#### [What the exercise asks]
Among the lines of data below, reproduce only those from the one with "PR #331, opened 2022-01-11" through the one with "record_keys = [];", exactly as they stand, both ends included.

Saved data entries:
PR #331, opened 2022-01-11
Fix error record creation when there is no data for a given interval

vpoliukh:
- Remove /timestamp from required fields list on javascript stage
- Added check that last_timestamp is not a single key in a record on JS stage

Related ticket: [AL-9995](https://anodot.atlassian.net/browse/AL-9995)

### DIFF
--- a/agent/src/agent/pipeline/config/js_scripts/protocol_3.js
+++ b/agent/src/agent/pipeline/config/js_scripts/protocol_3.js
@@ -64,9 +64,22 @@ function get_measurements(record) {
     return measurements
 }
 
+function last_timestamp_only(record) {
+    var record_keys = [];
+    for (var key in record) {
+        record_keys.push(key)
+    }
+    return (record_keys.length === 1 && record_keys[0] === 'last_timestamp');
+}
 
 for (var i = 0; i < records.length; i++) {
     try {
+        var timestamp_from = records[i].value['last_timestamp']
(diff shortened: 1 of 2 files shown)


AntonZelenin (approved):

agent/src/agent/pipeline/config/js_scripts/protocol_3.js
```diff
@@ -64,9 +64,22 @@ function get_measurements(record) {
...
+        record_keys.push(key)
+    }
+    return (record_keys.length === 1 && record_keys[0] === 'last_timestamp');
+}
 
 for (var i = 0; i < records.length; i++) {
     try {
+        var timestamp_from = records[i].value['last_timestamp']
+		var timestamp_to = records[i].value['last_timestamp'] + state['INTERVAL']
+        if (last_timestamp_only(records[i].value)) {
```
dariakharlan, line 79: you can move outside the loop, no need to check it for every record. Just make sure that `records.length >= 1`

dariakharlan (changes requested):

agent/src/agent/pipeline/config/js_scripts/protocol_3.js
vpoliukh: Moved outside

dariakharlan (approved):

* * *

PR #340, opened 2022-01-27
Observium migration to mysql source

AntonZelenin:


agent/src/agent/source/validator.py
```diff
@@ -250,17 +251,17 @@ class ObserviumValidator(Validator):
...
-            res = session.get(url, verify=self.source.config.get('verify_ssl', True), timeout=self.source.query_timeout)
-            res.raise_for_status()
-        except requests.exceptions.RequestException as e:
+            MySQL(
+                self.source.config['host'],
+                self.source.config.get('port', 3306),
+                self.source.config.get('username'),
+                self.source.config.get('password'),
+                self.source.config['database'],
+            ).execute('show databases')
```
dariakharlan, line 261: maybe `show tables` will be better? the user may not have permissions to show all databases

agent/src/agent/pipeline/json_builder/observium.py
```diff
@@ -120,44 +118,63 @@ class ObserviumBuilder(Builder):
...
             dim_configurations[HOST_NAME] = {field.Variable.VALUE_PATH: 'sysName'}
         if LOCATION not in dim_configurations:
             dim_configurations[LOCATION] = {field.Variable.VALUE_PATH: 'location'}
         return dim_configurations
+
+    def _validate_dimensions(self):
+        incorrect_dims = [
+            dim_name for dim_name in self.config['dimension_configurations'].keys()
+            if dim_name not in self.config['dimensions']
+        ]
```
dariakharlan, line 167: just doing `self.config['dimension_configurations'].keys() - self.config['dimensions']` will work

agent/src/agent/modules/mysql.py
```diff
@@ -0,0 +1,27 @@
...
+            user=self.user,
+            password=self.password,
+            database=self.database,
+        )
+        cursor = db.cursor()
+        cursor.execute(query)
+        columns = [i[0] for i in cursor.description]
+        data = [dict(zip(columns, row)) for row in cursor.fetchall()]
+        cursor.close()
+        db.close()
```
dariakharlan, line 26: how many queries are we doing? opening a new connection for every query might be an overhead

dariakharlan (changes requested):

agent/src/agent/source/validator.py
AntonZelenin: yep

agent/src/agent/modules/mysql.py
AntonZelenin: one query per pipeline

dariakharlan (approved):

#### [Final answer]
PR #331, opened 2022-01-11
Fix error record creation when there is no data for a given interval

vpoliukh:
- Remove /timestamp from required fields list on javascript stage
- Added check that last_timestamp is not a single key in a record on JS stage

Related ticket: [AL-9995](https://anodot.atlassian.net/browse/AL-9995)

### DIFF
--- a/agent/src/agent/pipeline/config/js_scripts/protocol_3.js
+++ b/agent/src/agent/pipeline/config/js_scripts/protocol_3.js
@@ -64,9 +64,22 @@ function get_measurements(record) {
     return measurements
 }
 
+function last_timestamp_only(record) {
+    var record_keys = [];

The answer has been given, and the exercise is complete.